■ **What you should do**:
Quote the listing below word for word, stopping after the line that contains "This corrects the".

Segment Open

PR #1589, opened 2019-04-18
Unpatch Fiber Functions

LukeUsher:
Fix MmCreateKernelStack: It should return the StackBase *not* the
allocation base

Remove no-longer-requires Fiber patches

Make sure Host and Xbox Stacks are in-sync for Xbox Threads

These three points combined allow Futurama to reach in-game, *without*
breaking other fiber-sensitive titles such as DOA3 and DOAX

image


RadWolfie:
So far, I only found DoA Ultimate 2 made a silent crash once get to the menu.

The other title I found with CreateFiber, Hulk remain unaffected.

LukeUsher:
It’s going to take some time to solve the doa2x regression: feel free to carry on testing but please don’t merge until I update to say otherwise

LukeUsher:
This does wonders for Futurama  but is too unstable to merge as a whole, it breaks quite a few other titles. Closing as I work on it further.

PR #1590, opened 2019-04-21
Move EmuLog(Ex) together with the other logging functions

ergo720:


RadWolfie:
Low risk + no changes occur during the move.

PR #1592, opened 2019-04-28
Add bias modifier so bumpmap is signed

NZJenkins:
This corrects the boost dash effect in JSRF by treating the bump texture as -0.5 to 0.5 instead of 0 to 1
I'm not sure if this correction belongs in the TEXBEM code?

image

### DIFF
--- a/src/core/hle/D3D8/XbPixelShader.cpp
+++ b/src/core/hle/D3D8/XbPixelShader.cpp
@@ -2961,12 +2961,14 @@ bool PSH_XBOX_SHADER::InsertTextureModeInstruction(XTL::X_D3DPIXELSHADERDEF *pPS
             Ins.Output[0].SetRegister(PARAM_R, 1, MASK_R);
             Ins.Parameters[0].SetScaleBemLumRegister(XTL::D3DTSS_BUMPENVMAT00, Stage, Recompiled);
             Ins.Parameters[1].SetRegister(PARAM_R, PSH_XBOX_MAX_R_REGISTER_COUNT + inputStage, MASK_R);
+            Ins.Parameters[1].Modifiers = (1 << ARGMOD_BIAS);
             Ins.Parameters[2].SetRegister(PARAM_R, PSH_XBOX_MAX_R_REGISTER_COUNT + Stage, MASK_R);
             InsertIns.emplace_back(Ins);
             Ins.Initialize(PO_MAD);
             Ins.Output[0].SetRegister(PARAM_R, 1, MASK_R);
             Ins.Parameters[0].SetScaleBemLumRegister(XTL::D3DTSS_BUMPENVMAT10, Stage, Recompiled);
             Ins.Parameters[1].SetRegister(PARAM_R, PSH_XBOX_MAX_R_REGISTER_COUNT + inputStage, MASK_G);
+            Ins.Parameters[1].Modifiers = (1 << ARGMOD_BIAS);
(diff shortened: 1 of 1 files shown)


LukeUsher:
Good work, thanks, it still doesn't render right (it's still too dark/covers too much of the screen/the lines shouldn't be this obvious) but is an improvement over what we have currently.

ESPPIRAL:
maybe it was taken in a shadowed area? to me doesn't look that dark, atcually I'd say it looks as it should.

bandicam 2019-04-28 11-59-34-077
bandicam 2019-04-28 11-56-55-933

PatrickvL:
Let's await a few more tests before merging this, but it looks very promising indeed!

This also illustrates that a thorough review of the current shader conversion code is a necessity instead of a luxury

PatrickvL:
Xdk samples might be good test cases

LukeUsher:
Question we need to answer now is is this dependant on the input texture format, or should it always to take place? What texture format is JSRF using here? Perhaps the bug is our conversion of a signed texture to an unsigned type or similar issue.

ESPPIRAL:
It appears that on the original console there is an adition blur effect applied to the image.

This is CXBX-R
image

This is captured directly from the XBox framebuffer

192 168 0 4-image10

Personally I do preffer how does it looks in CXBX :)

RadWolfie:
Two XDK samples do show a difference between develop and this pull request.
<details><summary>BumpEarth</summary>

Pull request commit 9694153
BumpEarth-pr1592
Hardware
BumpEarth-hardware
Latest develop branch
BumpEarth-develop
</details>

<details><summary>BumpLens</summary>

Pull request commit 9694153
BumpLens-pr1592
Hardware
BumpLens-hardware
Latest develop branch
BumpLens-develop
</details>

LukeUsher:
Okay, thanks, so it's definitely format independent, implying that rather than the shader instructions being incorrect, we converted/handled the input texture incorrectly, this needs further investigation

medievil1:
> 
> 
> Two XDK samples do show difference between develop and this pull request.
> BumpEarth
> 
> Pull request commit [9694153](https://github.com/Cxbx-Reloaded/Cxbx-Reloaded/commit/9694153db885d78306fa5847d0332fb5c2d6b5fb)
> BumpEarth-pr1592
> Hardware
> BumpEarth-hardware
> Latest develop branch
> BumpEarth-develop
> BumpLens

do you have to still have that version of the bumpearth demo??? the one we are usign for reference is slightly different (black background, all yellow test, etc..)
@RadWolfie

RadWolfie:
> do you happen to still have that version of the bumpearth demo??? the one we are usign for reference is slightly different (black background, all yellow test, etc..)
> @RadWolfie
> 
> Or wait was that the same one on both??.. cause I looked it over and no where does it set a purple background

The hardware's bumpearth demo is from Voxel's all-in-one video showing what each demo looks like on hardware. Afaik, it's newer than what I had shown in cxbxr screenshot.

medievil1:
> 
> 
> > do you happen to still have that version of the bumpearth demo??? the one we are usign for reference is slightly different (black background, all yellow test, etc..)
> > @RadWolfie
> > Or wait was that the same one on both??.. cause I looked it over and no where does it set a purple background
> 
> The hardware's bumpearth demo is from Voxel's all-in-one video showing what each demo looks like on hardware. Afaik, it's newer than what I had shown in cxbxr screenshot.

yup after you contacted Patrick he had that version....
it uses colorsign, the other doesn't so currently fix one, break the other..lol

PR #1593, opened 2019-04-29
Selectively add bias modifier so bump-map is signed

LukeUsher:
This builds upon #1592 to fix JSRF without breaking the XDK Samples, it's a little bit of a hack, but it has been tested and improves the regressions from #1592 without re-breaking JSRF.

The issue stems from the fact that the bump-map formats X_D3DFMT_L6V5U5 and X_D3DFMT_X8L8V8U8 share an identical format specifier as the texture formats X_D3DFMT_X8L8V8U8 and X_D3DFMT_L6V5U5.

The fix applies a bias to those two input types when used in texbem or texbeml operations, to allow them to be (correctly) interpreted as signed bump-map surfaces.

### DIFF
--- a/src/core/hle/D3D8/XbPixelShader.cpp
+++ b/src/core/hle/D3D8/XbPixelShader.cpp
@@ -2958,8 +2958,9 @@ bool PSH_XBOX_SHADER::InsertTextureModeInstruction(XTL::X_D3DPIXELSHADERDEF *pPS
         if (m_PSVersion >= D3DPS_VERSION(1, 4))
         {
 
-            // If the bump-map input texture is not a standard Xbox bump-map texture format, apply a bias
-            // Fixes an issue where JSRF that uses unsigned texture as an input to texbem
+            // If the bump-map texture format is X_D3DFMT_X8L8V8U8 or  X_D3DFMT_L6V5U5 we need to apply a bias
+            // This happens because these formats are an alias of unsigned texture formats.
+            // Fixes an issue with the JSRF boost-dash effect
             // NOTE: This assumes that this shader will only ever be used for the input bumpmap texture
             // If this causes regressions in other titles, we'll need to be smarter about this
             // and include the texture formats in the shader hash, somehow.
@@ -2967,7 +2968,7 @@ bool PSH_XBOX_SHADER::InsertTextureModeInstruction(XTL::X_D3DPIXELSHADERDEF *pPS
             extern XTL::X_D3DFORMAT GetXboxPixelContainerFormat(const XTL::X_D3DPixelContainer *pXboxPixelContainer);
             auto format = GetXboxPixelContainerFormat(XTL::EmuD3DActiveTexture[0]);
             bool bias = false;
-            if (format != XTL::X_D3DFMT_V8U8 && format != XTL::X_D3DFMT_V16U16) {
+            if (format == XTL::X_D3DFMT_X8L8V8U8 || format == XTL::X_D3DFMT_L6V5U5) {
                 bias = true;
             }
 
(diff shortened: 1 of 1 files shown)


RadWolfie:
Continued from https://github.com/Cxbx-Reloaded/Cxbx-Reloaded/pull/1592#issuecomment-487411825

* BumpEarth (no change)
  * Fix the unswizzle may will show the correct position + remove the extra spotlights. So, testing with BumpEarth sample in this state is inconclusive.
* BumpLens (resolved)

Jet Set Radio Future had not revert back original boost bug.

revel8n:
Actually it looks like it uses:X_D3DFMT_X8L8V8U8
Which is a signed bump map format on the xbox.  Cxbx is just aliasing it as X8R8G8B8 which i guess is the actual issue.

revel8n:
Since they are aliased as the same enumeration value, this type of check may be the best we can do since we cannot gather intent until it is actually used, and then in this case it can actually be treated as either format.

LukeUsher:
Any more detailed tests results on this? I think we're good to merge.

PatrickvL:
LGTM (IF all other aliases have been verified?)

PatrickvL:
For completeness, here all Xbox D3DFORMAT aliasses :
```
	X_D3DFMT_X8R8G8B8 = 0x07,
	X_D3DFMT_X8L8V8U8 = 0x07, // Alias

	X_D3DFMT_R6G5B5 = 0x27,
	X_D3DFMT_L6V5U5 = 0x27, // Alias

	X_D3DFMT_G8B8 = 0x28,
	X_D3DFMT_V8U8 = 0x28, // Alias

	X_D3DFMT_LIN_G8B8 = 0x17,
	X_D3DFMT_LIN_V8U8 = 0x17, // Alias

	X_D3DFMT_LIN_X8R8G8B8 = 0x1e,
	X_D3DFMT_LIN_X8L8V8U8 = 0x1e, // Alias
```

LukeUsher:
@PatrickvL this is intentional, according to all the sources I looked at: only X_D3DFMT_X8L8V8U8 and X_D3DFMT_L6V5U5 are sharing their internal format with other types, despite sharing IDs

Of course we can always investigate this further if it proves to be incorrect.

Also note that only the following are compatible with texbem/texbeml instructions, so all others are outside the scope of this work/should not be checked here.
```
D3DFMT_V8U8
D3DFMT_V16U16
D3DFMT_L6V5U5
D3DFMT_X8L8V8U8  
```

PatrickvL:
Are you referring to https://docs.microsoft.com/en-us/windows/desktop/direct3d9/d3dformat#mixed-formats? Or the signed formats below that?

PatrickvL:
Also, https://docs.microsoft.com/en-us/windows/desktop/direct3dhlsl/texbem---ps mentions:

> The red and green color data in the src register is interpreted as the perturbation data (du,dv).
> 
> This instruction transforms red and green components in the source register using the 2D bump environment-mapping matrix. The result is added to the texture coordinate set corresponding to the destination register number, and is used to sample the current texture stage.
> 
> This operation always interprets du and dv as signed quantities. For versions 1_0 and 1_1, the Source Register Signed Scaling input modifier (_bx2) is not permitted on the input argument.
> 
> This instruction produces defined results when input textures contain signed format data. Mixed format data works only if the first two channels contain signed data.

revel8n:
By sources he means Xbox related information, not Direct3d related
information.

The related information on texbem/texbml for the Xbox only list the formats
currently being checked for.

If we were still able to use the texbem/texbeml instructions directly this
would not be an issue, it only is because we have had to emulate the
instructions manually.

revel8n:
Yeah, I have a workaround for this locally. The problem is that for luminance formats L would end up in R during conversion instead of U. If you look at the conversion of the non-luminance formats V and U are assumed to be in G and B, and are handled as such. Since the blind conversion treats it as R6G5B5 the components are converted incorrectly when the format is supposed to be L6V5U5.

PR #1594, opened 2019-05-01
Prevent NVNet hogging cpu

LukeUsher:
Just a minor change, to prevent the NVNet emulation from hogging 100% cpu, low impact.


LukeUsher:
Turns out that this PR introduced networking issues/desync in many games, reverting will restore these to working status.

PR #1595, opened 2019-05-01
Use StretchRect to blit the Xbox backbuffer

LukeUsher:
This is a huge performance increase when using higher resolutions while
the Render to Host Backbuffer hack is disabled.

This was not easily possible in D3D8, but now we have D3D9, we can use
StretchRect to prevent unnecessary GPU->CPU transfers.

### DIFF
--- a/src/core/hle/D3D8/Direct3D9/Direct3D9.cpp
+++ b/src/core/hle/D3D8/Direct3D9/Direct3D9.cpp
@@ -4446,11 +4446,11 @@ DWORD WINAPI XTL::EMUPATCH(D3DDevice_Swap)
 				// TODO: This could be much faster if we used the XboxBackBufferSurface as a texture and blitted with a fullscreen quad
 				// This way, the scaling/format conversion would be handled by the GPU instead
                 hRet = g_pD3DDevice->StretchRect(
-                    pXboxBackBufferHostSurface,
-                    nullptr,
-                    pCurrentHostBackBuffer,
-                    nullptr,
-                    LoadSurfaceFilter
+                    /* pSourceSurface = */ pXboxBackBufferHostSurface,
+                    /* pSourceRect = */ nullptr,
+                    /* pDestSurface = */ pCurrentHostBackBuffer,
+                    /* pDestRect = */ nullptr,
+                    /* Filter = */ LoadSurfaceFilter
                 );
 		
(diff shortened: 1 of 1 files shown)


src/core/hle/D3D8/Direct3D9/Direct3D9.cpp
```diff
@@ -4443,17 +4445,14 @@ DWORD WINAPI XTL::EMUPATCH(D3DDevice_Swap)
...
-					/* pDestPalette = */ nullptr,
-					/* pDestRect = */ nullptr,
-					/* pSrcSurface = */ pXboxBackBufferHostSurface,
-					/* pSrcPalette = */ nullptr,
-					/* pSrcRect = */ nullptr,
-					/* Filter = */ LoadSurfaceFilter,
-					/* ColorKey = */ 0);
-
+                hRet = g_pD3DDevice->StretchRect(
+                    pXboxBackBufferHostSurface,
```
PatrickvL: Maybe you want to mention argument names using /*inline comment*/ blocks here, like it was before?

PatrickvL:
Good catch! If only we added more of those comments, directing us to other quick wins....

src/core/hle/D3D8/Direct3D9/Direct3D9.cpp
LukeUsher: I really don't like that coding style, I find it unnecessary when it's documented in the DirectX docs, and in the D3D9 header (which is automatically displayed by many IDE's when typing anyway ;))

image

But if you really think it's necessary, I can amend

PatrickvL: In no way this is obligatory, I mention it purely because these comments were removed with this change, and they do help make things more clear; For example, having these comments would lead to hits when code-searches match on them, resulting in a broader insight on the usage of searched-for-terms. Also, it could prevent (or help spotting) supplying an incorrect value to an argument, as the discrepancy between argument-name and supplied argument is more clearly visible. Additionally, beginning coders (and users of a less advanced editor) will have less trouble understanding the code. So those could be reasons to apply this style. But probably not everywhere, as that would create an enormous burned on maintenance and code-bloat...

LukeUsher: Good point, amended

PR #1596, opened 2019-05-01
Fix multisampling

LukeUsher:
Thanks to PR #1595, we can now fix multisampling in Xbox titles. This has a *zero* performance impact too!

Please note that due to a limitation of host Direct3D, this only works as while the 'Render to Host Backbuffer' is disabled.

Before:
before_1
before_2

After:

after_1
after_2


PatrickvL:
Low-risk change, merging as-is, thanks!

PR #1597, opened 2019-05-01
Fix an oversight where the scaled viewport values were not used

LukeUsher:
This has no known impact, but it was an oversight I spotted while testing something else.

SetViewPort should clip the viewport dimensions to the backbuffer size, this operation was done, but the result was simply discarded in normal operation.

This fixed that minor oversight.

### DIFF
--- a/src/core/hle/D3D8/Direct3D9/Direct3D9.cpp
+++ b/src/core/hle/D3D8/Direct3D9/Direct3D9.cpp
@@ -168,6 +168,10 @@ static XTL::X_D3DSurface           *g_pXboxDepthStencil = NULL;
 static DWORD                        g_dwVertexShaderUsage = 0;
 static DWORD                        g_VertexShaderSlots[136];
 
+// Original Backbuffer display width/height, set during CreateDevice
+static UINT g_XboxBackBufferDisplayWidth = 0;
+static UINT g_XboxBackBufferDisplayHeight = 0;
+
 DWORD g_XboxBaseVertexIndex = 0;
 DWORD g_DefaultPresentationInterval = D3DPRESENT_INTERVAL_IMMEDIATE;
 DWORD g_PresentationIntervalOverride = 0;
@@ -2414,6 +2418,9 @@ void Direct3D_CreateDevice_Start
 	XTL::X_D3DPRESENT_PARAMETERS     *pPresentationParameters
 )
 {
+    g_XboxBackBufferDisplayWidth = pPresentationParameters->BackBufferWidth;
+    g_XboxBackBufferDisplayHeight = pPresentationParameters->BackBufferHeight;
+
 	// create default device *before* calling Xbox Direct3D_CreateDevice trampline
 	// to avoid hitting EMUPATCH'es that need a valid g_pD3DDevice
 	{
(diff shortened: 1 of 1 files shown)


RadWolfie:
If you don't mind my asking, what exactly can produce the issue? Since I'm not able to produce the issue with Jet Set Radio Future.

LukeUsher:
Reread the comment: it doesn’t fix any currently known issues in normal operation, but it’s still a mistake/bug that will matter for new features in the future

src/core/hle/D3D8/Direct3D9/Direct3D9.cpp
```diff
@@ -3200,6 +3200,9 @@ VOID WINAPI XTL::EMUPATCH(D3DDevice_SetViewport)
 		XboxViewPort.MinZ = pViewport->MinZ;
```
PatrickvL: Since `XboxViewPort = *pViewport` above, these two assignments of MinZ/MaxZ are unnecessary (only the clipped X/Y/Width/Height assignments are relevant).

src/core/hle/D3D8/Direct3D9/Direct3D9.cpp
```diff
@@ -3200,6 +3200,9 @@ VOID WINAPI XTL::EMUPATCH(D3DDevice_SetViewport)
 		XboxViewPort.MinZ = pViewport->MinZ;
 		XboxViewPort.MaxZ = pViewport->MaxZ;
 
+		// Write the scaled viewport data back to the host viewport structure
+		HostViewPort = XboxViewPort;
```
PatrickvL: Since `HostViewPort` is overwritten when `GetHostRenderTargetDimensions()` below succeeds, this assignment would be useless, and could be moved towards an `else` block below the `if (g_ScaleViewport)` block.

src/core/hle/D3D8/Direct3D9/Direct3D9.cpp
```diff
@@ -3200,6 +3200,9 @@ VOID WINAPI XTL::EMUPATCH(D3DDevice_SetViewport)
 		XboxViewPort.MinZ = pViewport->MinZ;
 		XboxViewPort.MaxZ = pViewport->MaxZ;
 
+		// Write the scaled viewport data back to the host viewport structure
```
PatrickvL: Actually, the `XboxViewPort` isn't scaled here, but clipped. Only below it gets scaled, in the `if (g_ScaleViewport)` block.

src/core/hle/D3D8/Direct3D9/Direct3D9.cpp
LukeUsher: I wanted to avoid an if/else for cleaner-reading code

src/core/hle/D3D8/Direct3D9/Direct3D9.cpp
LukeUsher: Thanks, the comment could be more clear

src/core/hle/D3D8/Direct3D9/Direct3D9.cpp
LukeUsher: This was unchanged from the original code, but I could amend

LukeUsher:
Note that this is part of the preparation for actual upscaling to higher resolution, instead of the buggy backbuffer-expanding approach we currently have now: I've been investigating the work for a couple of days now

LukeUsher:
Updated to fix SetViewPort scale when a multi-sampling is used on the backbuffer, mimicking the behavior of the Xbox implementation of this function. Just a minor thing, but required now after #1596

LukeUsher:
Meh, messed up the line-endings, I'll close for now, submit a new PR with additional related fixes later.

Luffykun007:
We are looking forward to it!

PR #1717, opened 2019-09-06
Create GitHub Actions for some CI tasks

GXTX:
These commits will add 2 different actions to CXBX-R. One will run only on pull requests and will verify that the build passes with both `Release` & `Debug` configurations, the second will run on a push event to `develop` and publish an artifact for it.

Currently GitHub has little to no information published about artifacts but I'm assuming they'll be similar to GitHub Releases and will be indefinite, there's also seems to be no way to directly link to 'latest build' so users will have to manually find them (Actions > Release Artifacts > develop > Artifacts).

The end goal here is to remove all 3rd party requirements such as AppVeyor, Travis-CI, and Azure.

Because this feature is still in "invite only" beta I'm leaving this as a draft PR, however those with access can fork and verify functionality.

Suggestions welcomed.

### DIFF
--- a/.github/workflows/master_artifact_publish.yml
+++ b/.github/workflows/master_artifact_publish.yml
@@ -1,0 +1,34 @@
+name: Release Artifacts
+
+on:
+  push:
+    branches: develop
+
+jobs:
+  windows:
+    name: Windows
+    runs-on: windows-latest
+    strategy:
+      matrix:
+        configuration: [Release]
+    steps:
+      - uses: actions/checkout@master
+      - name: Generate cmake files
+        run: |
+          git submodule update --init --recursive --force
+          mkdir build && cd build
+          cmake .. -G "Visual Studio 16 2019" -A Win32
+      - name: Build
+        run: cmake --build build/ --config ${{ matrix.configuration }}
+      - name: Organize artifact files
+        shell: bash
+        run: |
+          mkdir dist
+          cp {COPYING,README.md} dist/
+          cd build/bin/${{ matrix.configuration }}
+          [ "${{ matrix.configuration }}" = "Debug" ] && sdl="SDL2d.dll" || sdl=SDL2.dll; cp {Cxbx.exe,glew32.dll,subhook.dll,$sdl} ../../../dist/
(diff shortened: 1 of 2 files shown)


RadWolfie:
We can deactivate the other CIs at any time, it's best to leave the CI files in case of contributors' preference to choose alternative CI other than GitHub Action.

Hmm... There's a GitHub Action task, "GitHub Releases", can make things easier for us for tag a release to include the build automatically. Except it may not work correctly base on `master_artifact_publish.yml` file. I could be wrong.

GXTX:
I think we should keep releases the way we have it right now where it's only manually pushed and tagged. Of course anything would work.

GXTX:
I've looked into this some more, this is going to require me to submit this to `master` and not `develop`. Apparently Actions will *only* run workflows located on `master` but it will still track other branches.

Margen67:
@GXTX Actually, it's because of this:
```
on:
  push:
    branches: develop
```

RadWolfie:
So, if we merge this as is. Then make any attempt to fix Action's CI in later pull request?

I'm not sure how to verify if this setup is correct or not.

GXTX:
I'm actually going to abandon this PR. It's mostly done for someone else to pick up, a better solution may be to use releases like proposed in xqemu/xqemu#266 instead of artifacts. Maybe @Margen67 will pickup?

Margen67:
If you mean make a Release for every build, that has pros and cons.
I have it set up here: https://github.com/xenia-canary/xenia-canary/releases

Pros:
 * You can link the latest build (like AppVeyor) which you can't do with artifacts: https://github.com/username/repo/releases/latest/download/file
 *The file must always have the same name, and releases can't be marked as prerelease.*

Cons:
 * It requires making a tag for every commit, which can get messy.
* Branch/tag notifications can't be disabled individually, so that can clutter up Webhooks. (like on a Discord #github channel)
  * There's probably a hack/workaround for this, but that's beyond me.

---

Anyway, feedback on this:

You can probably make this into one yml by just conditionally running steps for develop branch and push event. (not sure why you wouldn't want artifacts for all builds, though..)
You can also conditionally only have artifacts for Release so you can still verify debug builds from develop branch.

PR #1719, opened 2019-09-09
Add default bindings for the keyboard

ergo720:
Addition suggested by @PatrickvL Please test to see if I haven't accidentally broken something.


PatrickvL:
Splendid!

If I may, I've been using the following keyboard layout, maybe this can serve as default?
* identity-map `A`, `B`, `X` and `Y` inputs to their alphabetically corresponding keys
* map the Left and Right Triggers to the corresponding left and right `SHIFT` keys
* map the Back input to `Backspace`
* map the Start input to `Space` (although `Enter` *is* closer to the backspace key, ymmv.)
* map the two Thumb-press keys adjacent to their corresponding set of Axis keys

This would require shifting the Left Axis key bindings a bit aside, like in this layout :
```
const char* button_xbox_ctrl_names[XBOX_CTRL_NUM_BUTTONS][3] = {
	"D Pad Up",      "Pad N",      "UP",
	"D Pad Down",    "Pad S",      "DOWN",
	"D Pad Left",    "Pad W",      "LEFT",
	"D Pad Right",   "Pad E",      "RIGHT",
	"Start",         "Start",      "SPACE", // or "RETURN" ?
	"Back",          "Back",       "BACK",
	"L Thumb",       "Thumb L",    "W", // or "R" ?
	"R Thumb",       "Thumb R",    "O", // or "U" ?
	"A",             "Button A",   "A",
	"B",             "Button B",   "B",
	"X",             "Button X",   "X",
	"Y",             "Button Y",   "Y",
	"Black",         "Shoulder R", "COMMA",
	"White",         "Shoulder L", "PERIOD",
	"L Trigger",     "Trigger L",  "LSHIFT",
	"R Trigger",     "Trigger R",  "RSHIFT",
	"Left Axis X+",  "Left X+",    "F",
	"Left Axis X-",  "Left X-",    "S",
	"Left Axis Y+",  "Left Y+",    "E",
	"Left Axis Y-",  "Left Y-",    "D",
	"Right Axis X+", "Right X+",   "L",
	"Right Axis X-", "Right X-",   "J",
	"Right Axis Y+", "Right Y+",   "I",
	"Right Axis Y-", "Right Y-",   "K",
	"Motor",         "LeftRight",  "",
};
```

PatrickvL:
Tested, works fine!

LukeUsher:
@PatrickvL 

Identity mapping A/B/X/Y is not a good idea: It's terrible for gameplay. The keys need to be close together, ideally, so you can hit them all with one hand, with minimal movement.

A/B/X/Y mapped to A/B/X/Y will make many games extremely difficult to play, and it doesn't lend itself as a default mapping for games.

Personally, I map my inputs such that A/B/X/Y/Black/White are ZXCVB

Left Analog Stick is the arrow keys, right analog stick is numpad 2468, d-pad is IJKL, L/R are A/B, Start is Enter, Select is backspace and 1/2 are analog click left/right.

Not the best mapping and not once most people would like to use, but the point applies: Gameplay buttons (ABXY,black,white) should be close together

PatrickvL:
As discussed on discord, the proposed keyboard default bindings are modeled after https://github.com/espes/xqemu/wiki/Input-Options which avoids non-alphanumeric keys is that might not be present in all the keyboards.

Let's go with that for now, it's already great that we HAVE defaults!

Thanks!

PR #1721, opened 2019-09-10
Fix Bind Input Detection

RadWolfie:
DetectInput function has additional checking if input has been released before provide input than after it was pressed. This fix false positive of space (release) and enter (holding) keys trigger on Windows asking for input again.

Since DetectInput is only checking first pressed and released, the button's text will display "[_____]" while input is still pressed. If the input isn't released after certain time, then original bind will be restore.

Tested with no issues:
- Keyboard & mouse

Segment Closed

■ **Response to the task**:
PR #1589, opened 2019-04-18
Unpatch Fiber Functions

LukeUsher:
Fix MmCreateKernelStack: It should return the StackBase *not* the
allocation base

Remove no-longer-requires Fiber patches

Make sure Host and Xbox Stacks are in-sync for Xbox Threads

These three points combined allow Futurama to reach in-game, *without*
breaking other fiber-sensitive titles such as DOA3 and DOAX

image


RadWolfie:
So far, I only found DoA Ultimate 2 made a silent crash once get to the menu.

The other title I found with CreateFiber, Hulk remain unaffected.

LukeUsher:
It’s going to take some time to solve the doa2x regression: feel free to carry on testing but please don’t merge until I update to say otherwise

LukeUsher:
This does wonders for Futurama  but is too unstable to merge as a whole, it breaks quite a few other titles. Closing as I work on it further.

PR #1590, opened 2019-04-21
Move EmuLog(Ex) together with the other logging functions

ergo720:


RadWolfie:
Low risk + no changes occur during the move.

PR #1592, opened 2019-04-28
Add bias modifier so bumpmap is signed

NZJenkins:
This corrects the boost dash effect in JSRF by treating the bump texture as -0.5 to 0.5 instead of 0 to 1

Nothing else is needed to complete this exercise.